Dipenjara Masa Lalu

Picture: https://www.awwwards.com
Picture: https://www.awwwards.com

Terkenang kami dengan salah seorang pujangga di negeri ini, dalam kisah-kisah nan disampaikannya pada kitab roman nan dikarang oleh dirinya, tersiratkan betapa ia benci dengan merpati pos. Sebab dahulu semasa dirinya kanak-kanak merpati pos pernah salah mengantar surat ke ayahnya, surat kenaikan pangkat. Ayahnya girang sangat menerima surat itu, dipakainyalah baju nan paling bagus lengkap dengan kopiah. Setelah sampai di kantor dengan dikawani sang anak bujang kesayangannya, mereka duduk manis di aula kantor bersama orang-orang nan sama-sama mendapat surat pengangkatan.

Setelah semua orang habis disebutkan namanya, nama sang ayah tiada dipanggil-panggil, heran dan kecut hati bapak dengan anak itu. Setelah ditanyai kepada petugas kantor nan bertugas menyebutkan nama, sang petugaspun heran bukan kepalang. Diselidikilah oleh petugas itu, perkara nan ganjil ini.
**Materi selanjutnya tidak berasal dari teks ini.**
PR #239, opened 2021-09-29
fixes for psh kill working

damianloew:
## Description

-syscalls: fixes to prevent exceptions in syscalls_signalPost
-hal: ia32: apply clang-format to cpu.c file
-hal: ia32: fix calling hal_cpuReschedule with NULL arguments

## Motivation and Context

Killing processes in using psh command returned exceptions. These changes solve problems with kill.
## Types of changes

## How Has This Been Tested?

- [x] New test added: (https://github.com/phoenix-rtos/phoenix-rtos-tests/pull/55, https://github.com/phoenix-rtos/phoenix-rtos-project/pull/196).
- [x] Tested by hand on: (ia32-generic - qemu).

## Checklist:

## Special treatment

### DIFF
--- a/hal/ia32/cpu.c
+++ b/hal/ia32/cpu.c
@@ -42,11 +42,10 @@ u32 cpu_getEFLAGS(void)
 {
 	u32 eflags;
 
-	__asm__ volatile
-	(" \
+	__asm__ volatile(" \
 		pushf; \
 		popl %0"
-	: "=a" (eflags));
+					 : "=a"(eflags));
 
 	return eflags;
 }
@@ -68,7 +67,9 @@ int hal_cpuDebugGuard(u32 enable, u32 slot)
 	else
 		cpu.dr5 &= ~mask;
 
-	__asm__ volatile ("movl %0, %%dr5" : : "r" (cpu.dr5));
+	__asm__ volatile("movl %0, %%dr5"
+					 :
+					 : "r"(cpu.dr5));
 
 	return EOK;
 }
@@ -146,7 +147,7 @@ int hal_cpuReschedule(spinlock_t *spinlock, spinlock_ctx_t *scp)
 			spinlock->dmin = spinlock->e - spinlock->b;
 	}
 
-	__asm__ volatile (
+	__asm__ volatile(
 		"movl %1, %%eax;"
 		"cmp $0, %%eax;"
 		"je 1f;"
@@ -182,15 +183,15 @@ int hal_cpuReschedule(spinlock_t *spinlock, spinlock_ctx_t *scp)
 		"popl %%esp;"
 
 		"call _interrupts_multilockClear;"
- 		"pushl %%esp;"
+		"pushl %%esp;"
 
 		"jmp interrupts_popContext;"
 
 		"3:;"
 		"movl %%eax, %0"
-	: "=g" (err)
-	: "m" (spinlock), "m" (spinlock->lock), "r" (*scp), "g" (threads_schedule)
-	: "eax", "edx", "esp", "cc", "memory");
+		: "=g"(err)
+		: "m"(spinlock), "m"(spinlock->lock), "r"(*scp), "g"(threads_schedule)
+		: "eax", "edx", "esp", "cc", "memory");
 
 	return err;
 }
@@ -222,7 +223,7 @@ void _cpu_gdtInsert(unsigned int idx, u32 base, u32 limit, u32 type)
 		limit = (limit >> 12);
 
 	descrh = (base & 0xff000000) | (type & 0x00c00000) | (limit & 0x000f0000) |
-	         (type & 0x0000ff00) | ((base >> 16) & 0x000000ff);
+		(type & 0x0000ff00) | ((base >> 16) & 0x000000ff);
 
 	descrl = (base << 16) | (limit & 0xffff);
 
@@ -250,7 +251,9 @@ void *_cpu_initCore(void)
 	cpu.tss[hal_cpuGetID()].esp0 = (u32)&cpu.stacks[hal_cpuGetID()][511];
 
 	/* Set task register */
-	__asm__ volatile ("ltr %%ax" : : "a" ((4 + cpu.ncpus) * 8));
+	__asm__ volatile("ltr %%ax"
+					 :
+					 : "a"((4 + cpu.ncpus) * 8));
 
 	return (void *)cpu.tss[hal_cpuGetID()].esp0;
 }
@@ -273,7 +276,8 @@ void _hal_cpuInitCores(void)
 	for (;;) {
 		k = cpu.ncpus;
 		i = 0;
-		while ((cpu.ncpus == k) && (++i < 50000000));
+		while ((cpu.ncpus == k) && (++i < 50000000))
+			;
 		if (i >= 50000000)
 			break;
 	}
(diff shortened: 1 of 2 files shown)


hal/ia32/cpu.c
```diff
@@ -135,36 +135,16 @@ int hal_cpuReschedule(spinlock_t *spinlock, spinlock_ctx_t *scp)
...
-		"1:;"
 		"pushf;"
-
-		"2:;"
 		"pushl %%cs;"
 		"cli;"
-		"leal 3f, %%eax;"
+		"leal 1f, %%eax;"
 		"pushl %%eax;"
 		"movl $0, %%eax;"
```
kemonats, line 149:
```suggestion
		"xorl %%eax, %%eax;"
```
Faster and less bytes.

hal/ia32/cpu.c
```diff
@@ -175,21 +155,21 @@ int hal_cpuReschedule(spinlock_t *spinlock, spinlock_ctx_t *scp)
 		"pushl $0;"
 		"pushl %%eax;"
 		"pushl $0;"
-		"movl %4, %%eax;"
+		"movl %1, %%eax;"
 		"call *%%eax;"
 		"cli;"
 		"addl $12, %%esp;"
 		"popl %%esp;"
```
kemonats, line 162:
```suggestion
		"popl %%esp;"
```
Adding `12` to the `esp` and then loading the value from the stack to `esp`?

hal/ia32/cpu.c
```diff
@@ -175,21 +155,21 @@ int hal_cpuReschedule(spinlock_t *spinlock, spinlock_ctx_t *scp)
...
 		"call _interrupts_multilockClear;"
- 		"pushl %%esp;"
+		"pushl %%esp;"
 
 		"jmp interrupts_popContext;"
 
-		"3:;"
+		"1:;"
 		"movl %%eax, %0"
 	: "=g" (err)
```
kemonats, line 171:
```suggestion
	: "=a" (err)
```
You avoid contruction type:
```
mov %eax, %ecx
mov %ecx, %eax
```
If you accept this suggestion remove `eax` from `clobbers`.

hal/ia32/cpu.c
```diff
@@ -175,21 +155,21 @@ int hal_cpuReschedule(spinlock_t *spinlock, spinlock_ctx_t *scp)
...
-	: "m" (spinlock), "m" (spinlock->lock), "r" (*scp), "g" (threads_schedule)
+	: "g" (threads_schedule)
 	: "eax", "edx", "esp", "cc", "memory");
```
kemonats, line 173:
```suggestion
	: "eax", "esp", "cc", "memory");
```
`edx` is not used in the `asm` block.

kemonats (commented):
My suggestions are beyond this PR, but since you are changing the code in this function I give them.

hal/ia32/cpu.c
Maxez: I agree, added in next commit.

hal/ia32/cpu.c
Maxez: We're adding 12 to `popl` 3 arguments `pushl`ed for `threads_schedule()` call. Doing `popl %%esp` and `pushl %%esp` (after `call _interrupts_multilockClear`) seems unnecessary so I've removed it (btw. it didn't hurt as `esp` is properly saved earlier with `call interrupts_pushContext`).

hal/ia32/cpu.c
Maxez: I agree, I also removed last line `movl %%eax, %0` as it's no longer needed.

hal/ia32/cpu.c
Maxez: It's there due to cdecl calling convention used for `threads_schedule()` - `eax`, `ecx` and `edx` aren't saved by the callee-side and could be modified by `threads_schedule()`.
Added missing `ecx` in clobber list.

hal/ia32/cpu.c
```diff
@@ -68,7 +67,9 @@ int hal_cpuDebugGuard(u32 enable, u32 slot)
 	else
 		cpu.dr5 &= ~mask;
 
-	__asm__ volatile ("movl %0, %%dr5" : : "r" (cpu.dr5));
+	__asm__ volatile(
+		"movl %0, %%dr5; "
+	:: "r" (cpu.dr5));
```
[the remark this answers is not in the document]
Maxez: Using special formatting for asm code.

hal/ia32/cpu.c
```diff
@@ -135,62 +135,36 @@ int hal_cpuReschedule(spinlock_t *spinlock, spinlock_ctx_t *scp)
...
+		"cli; "
+		"addl $12, %%esp; "
+
+		"call _interrupts_multilockClear; "
+
+		"jmp interrupts_popContext; "
+		"1: "
+	: "=a" (err)
+	: "g" (threads_schedule)
+	: "ecx", "edx", "esp", "cc", "memory");
```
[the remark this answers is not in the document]
Maxez: Using special formatting for asm code.

hal/ia32/cpu.c
```diff
@@ -250,7 +224,9 @@ void *_cpu_initCore(void)
 	cpu.tss[hal_cpuGetID()].esp0 = (u32)&cpu.stacks[hal_cpuGetID()][511];
 
 	/* Set task register */
-	__asm__ volatile ("ltr %%ax" : : "a" ((4 + cpu.ncpus) * 8));
+	__asm__ volatile(
+		"ltr %%ax; "
+	:: "a" ((4 + cpu.ncpus) * 8));
```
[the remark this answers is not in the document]
Maxez: Using special formatting for asm code.

Maxez:
I've added new commit with small changes (mostly formatting and changes proposed by @kemonats). I think the code looks good now.

Maxez (dismissed):

hal/ia32/cpu.c
```diff
@@ -135,62 +135,36 @@ int hal_cpuReschedule(spinlock_t *spinlock, spinlock_ctx_t *scp)
...
-
-		"jmp interrupts_popContext;"
-
-		"3:;"
-		"movl %%eax, %0"
-	: "=g" (err)
-	: "m" (spinlock), "m" (spinlock->lock), "r" (*scp), "g" (threads_schedule)
-	: "eax", "edx", "esp", "cc", "memory");
+	if (spinlock != NULL)
+		hal_spinlockClear(spinlock, scp);
```
agkaminski, line 139: spinlock should be cleared only when reschedule is ready - see example here https://github.com/phoenix-rtos/phoenix-rtos-kernel/blob/6a2f9bc0bf3eba9829f0a4f271003fa141c0bad3/hal/armv7m/stm32/_init.S#L226 and here https://github.com/phoenix-rtos/phoenix-rtos-kernel/blob/6a2f9bc0bf3eba9829f0a4f271003fa141c0bad3/hal/armv7a/_interrupts.S#L129

So at least interrupts should be disabled before clearing spinlock.

But from what I see this implementation wasn't doing that anyway - spinlock clear on beginning, just like on this PR, so no regress here

syscalls.c
```diff
@@ -802,8 +801,9 @@ int syscalls_signalPost(void *ustack)
 	err = threads_sigpost(proc, t, signal);
 
 	proc_put(proc);
-	threads_put(t);
-	hal_cpuReschedule(NULL, NULL);
+	if (t != NULL)
+		threads_put(t);
+
```
agkaminski, line 806: `if` I get, but why remove reschedule?

Maxez: Reschedule is already called inside `threads_sigpost()` - I think there is no need to call it again.

agkaminski: Ok, makes sense

hal/ia32/cpu.c
```diff
@@ -135,62 +135,37 @@ int hal_cpuReschedule(spinlock_t *spinlock, spinlock_ctx_t *scp)
...
- 		"pushl %%esp;"
-
-		"jmp interrupts_popContext;"
-
-		"3:;"
-		"movl %%eax, %0"
-	: "=g" (err)
-	: "m" (spinlock), "m" (spinlock->lock), "r" (*scp), "g" (threads_schedule)
-	: "eax", "edx", "esp", "cc", "memory");
+	hal_cpuDisableInterrupts();
```
agkaminski, line 138: This won't work - spinlockClear will enable interrupts by restoring interrupt mask. That's why we need to do spinlockClear manually in reschedule - so we'll only clear lock without restoring interrupt mask

Maxez: @agkaminski I see your point - `popf` in `hal_spinlockClear()` enables interrupts back, so I've restored manual spinlock clearing. Please take a look at the code again.

Sidenote: the original problem with `hal_cpuReschedule()` was passing "r" (*scp) in the input list. It caused page fault (NULL dereference) when calling `hal_cpuReschedule(NULL, NULL)`. The `*scp` dereference (red rectangle) got executed before `spinlock != NULL` check (`cmp $0x0, %eax` below the rectangle).
reschedule

hal/ia32/cpu.c
```diff
@@ -250,7 +245,9 @@ void *_cpu_initCore(void)
 	cpu.tss[hal_cpuGetID()].esp0 = (u32)&cpu.stacks[hal_cpuGetID()][511];
 
 	/* Set task register */
-	__asm__ volatile ("ltr %%ax" : : "a" ((4 + cpu.ncpus) * 8));
+	__asm__ volatile(
+		"ltr %%ax; "
+	:: "a" ((4 + cpu.ncpus) * 8));
```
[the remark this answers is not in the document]
Maxez: I agree. I've added the change.

agkaminski (approved):
LGTM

Rupanya petaka itu berasal dari merpati pos yang salah mengenali alamat nan tertera dalam surat, sebab ada dua orang bernama sama. Alhasil, sang ayah dengan nan tak jadi naik pangkat itu menghadapi dengan senyuman, lapang hati orang tua itu, sebaliknya si anak sedih tak terkira, ayah nan sangat dihormati dan disayangi serta mendapati sendiri betapa ayahnya girang bukan kepalang tatkala menerima surat itu, akhirnya tak jadi naik pangkat. Hatinya hancur berkeping-keping, ternukil dikalbunya bahwa merpati pos ialah sosok nan jahat serta mesti dihindari.

Namun agaknya takdir berkata lain, Nan Kuasa rupanya memiliki rencana tersendiri terhadap si anak. Setelah si anak gedang, berkuliah di salah satu perguruan tinggi di Pulau Seberang, ia justeru bekerja di kantor tempat merpati pos berada. Tersenyum kami apabila terkenang nasib perasaian si tuan pujangga itu. Tiada dikisahkannya suka-dukanya bekerja di kantor nan amat sangat dihindarinya itu..

Agaknya, tak hanya tuan pujangga itu saja nan mengalami nasib serupa. Kami yakin banyak orang di luar sana nan mengalami nasib serupa tapi tak sama. Termasuklah diantara orang-orang malang itu kami, yang memiliki kusumat sendiri akibat luka dari masa kanak-kanak dahulu.

Bahkan lebih parah, lebih berat malah takdir nan mesti dijalani. Tapi apa hendak dikata, mesti dijalani. Kata orang jangan menilai buku dari kulitnya, ungkapan itu nan kami coba tanamkan dalam hati, walau kenyataannya dalam kehidupan sehari-hari berkata lain. Kini setiap hari kami mesti berhadapan dengan orang-orang nan selama ini kami hindari, tak hanya itu, mesti bergaul dengan mereka, mengikuti aturan mereka, serta bergerak sesuai dengan irama nan telah ditentukan. Sungguh cobaan nan berat sangat..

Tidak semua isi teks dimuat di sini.